# What's it like living in Murcia?



## tammy1202

Hi, I'm a British expat currently living in Gran Canaria but am looking to move to mainland Spain basically because it's more centrally located both for the UK and European destinations. I'm interested in moving to the Murcia region, probably near the coast but am interested in your opinions on the region as a whole. 

Here's a background as to my motivation/inclination towards the Murcia region:
I love the sea and warm weather, hence the mediterranean coast. It has to be Spanish speaking so that rules out Catalunya and Valencia (yes I know they do speak Spanish there but I fell in love with Spanish, not a dialect and thus prefer to be surrounded predominantly by the Spanish language). I also fell in love with Spain and it's culture so like places that have that Spanish charm and aren't overly-done by tourism like the Costa del Sol. 

Any information appreciated although if it helps here are some of the things I'd be keen to know about:
What are the beaches in the area like?
Opinions on the major cities in the area
Living costs
Weather year-round
Countryside (are there nice places for walks/picnics/bike rides?) 
Mountains - are there nice drives into the mountains? Is there snow in the winter?
Any comparisons or photos much appreciated.
And generally what's it like living there, what do you like/dislike about living there?

If anyone knows the Canary Islands well and can compare would be very useful too!
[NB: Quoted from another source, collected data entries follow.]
PR #32749, opened 2021-05-14
Generate a random password when rancher starts up

StrongMonkey:
Adds ability to specify bootstrap password when rancher start. This adds a new Environmental variable `CATTLE_BOOTSTRAP_PASSWORD`.

1. For single docker install, user can specify password by passing `-e CATTLE_BOOTSTRAP_PASSWORD=password` to docker. If it is not specified, the password will generated randomly and user needs to grap it from docker logs.

2. For helm HA install, user can specify that with .Values.bootstrapPassword. The password will be stored in k8s secrets and there is instruction of how to retrieve password on note.txt after rancher is installed. Same that if user don't specify in values.yaml, it will be randomly generated.

### DIFF
--- a/chart/templates/NOTES.txt
+++ b/chart/templates/NOTES.txt
@@ -6,4 +6,8 @@ Check out our docs at https://rancher.com/docs/rancher/v2.x/en/
 
 Browse to https://{{ .Values.hostname }}
 
+If this is the first time you installed Rancher, run this command to get link to setup initial password:
+
+$ echo https://{{ .Values.hostname }}/dashboard/?setup=$(kubectl get secret --namespace {{ .Release.Namespace }} bootstrap-secret -o jsonpath="{.data.bootstrapPassword}" | base64 --decode)
+
 Happy Containering!
--- a/pkg/data/management/role_data.go
+++ b/pkg/data/management/role_data.go
@@ -2,6 +2,7 @@ package management
 
 import (
 	"context"
+	"os"
 	"reflect"
 	"sort"
 	"sync"
@@ -13,6 +14,7 @@ import (
 	"github.com/rancher/rancher/pkg/settings"
 	"github.com/rancher/rancher/pkg/types/config"
 	"github.com/rancher/rancher/pkg/wrangler"
+	"github.com/rancher/wrangler/pkg/randomtoken"
 	"github.com/sirupsen/logrus"
 	"golang.org/x/crypto/bcrypt"
 	corev1 "k8s.io/api/core/v1"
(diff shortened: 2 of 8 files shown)


chart/templates/NOTES.txt
```diff
@@ -6,4 +6,9 @@ Check out our docs at https://rancher.com/docs/rancher/v2.x/en/
 
 Browse to https://{{ .Values.hostname }}
 
+If this is your first time login, use boostrap username and password below:
```
superseb, line 9: boostrap typo. Probably better to rephrase to "If this is the first time you installed Rancher, use username and password as shown below:"

pkg/data/management/role_data.go
```diff
@@ -481,6 +490,9 @@ func BootstrapAdmin(management *wrangler.Context) (string, error) {
 		if err != nil && !apierrors.IsAlreadyExists(err) {
 			return "", errors.Wrap(err, "can not ensure admin user exists")
 		}
+		if err == nil {
+			logrus.Infof("Default username/password created, username: admin, password: %s", bootstrapPassword)
```
superseb, line 494: Probably more safe to write the password to a file in the container? If logs are forwarded they end up somewhere. In general I think we avoid logging sensitive data unless its in TRACE.

vincent99: It's not sensitive any more than knowing the current hardcoded "admin" is, you have to change it on setup.

(ok change password doesn't    _actually_ require it to be different, you can change that if you want)

This should be as easy to use as possible, which means a `https://<server-url or hostname>/?setup=<password>` URL (that terminals will make clickable).

StrongMonkey: Yeah, this is changed to https://<server-url or hostname>/dashboard/?setup=<password>, looks like UI respect this setup query and auto-forward to change password page.

chart/templates/NOTES.txt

Particularly comparisons on scenery (Gran Canaria is not very green as is mostly volcanic and whilst there are mountains it's not a pleasant drive with the cliff-top drops and hairpin bends!)

And as a reference I really like the scenery in Andalucia particularly between Malaga and Gibraltar.
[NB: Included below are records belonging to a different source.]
Issue #31385, opened 2021-02-19
Custom encryption config is case sensitive in 2.5.x


WalterDurkee:
**What kind of request is this (question/bug/enhancement/feature request):**
Question/bug

**Steps to reproduce (least amount of steps as possible):**
We've upgraded our cluster from 2.3.8 to 2.5.5. local cluster is not encrypted but for our managed cluster we use following config provided via rke templates:
```
rancher_kubernetes_engine_config:
...
  services:
...
      secrets_encryption_config:
        custom_config:
          apiVersion: apiserver.config.k8s.io/v1
          kind: EncryptionConfiguration
          resources:
          - providers:
              - aescbc:
                  keys:
                    - name: key1
                      secret: xxxx
              - identity: {}
            resources:
              - secrets
        enabled: true
```
And this used to work on 2.3.x without any problems. With 2.5.5 `/etc/kubernetes/ssl/encryption.yaml` is zeroed and looks like:
```
apiVersion: apiserver.config.k8s.io/v1
kind: EncryptionConfiguration
resources: []
```
which basically causes kube-apiserver not to start. 

**Result:**
kube-apiserver not starting

**Other details that may be helpful:**
Tried without custom_config like:
```
rancher_kubernetes_engine_config:
...
  services:
...
      secrets_encryption_config:
        enabled: true
```
and the result was the same. 

Tried also spinning literally one node aio cluster with new template and behaviour was the same.

**Environment information**
- Rancher version: 2.5.5
- Installation option: H/A

**??**
Are we doing something that we shouldn't? Did something change? Config matches with the docs.

gz#15889
gz#16142

dramich:
When using a [custom configuration for encrypting data at rest](https://rancher.com/docs/rke/latest/en/config-options/secrets-encryption/), there is a bug relating to the format that exists in Rancher 2.5.0+.

In 2.4.x, when configuring `secrets_encryption_config` Rancher would take any case for the keys and adjust them to be the case it needed, and that cycle repeated. In 2.5 however, the cases have to match on submit. The RKE docs linked above display the configuration keys all starting with lowercase, and with this issue that format will not work.

If you set this configuration in 2.4 and you upgraded to 2.5, everything should continue to work, as the configuration's case will still be correct. But if you edit the configuration and change the case of the keys, the cluster will become unavailable. It appears some workloads may continue to run, but the cluster's API server will be unresponsive.

[...]

PR #32760, opened 2021-05-17
Migrate encryption config on startup

dramich:
Problem:
Rancher 2.5 clients are case sensitive based on the rke config that does
not use a properly tagged struct

Solution:
Update rke to use a json tagged struct for the config and migrate all
clusters to use the proper casing of the configs

https://github.com/rancher/rancher/issues/31385

### DIFF
--- a/pkg/rancher/rancher.go
+++ b/pkg/rancher/rancher.go
@@ -2,14 +2,18 @@ package rancher
 
 import (
 	"context"
+	"encoding/json"
 	"net/http"
 
+	"github.com/hashicorp/go-multierror"
+	"github.com/pkg/errors"
 	responsewriter "github.com/rancher/apiserver/pkg/middleware"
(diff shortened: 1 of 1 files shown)


pkg/rancher/rancher.go
```diff
@@ -263,3 +279,62 @@ func localClusterEnabled(opts *Options) bool {
...
+		}
+		cluster.Annotations[encryptionConfigUpdate] = "true"
+
+		u, err := unstructured.ToUnstructured(cluster)
+		if err != nil {
+			allErrors = multierror.Append(err, allErrors)
+			continue
+		}
+
+		_, err = clusterDynamicClient.Update(ctx, u, metav1.UpdateOptions{})
```
luthermonson, line 334: probably need backoff/retry on this.. maybe ignore errors until some reasonable amount of retries and error out only at the end?

dramich: Added a retry loop

PR #18911, opened 2019-03-14
Configurable Helm chart TLS secret name

madddi:
Our TLS secret is used by different tools and it would help us to have the possibility to configure the secret used by the ingress.

PR #32763, opened 2021-05-17
Support for existing ingress secret

digiserg:
This is a small change to avoid using a hard coded name for the Ingress secret and allow using an existing one with the TLS certs.


dramich:
Closing in favor of https://github.com/rancher/rancher/pull/18911

PR #32454, opened 2021-04-29
Refactor AKS UI proxy calls

mjura:
AKS Kontainer Engine v2 will use cloud credentials. For checking AKS
cluster capabilities cloud credentials should be also used.
AKS Kontainer Engine v1 should works as before.

Dependency https://github.com/rancher/rancher/pull/31333

PR #32805, opened 2021-05-20
Move Tenant ID to Cloud Credentials

mjura:


mjura:
It will be squashed into https://github.com/rancher/rancher/pull/32454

Look forward to reading your opinions!!
Thanks!


----------



## andoba

Hot to an extreme.


----------



## jojo

I think you need a trip or two to the mainland and have a good look around 

Jo xxx


----------



## Jumar

Very hot in summer which is when we leave! This winter has been dry and windy, but we can get snow on top of the mountains and in some of the inland towns some years. For walking and biking see my blog below for an idea of walking etc. in Sierra Espuna. The language spoken is Castillian Spanish but their own version of it! Takes some understanding.


----------



## extranjero

andoba said:


> Hot to an extreme.


Winters can be cold, very chilly in evenings. Frosts are not unknown, snow is seen on top of the mountains.
Windy, sometimes very sandy winds, in combination with rain make an awful mess-lots of cleaning
Nice beaches
Sierra Espuna national park is a very beautiful area, near Aledo medieval village with stunning views.
Cartagena- huge port, wonderful buildings, lots of history
Murcia - beautiful cathedral, nice park, lots of shopping
Puerto de Mazarron- picturesque relatively unspoilt, with much improved marina
Big urbanisation-Camposol near Mazarron, mostly Brits
Area is mountainous and attractive
Regional inheritance tax allowances abolished here last year, so only the State allowance- very small.Big consideration if moving here.
Cost of living - don't know how it compares to other regions.
Factor in costs like interpreters, accountants, trips back to UK, pool cleaning if necessary.
Eating out is cheaper, but weekly groceries abut the same as UK, though no doubt others disagree
Electricity is expensive .


----------



## tammy1202

jojo said:


> I think you need a trip or two to the mainland and have a good look around
> 
> Jo xxx


Yes, a trip or two would definitely be the best way. I know mainland Spain quite well and lived in Andalucia for 6 months quite some years back, but never made it to the Murcian coast.


----------



## tammy1202

jaws101 said:


> Very hot in summer which is when we leave! This winter has been dry and windy, but we can get snow on top of the mountains and in some of the inland towns some years. For walking and biking see my blog below for an idea of walking etc. in Sierra Espuna. The language spoken is Castillian Spanish but their own version of it! Takes some understanding.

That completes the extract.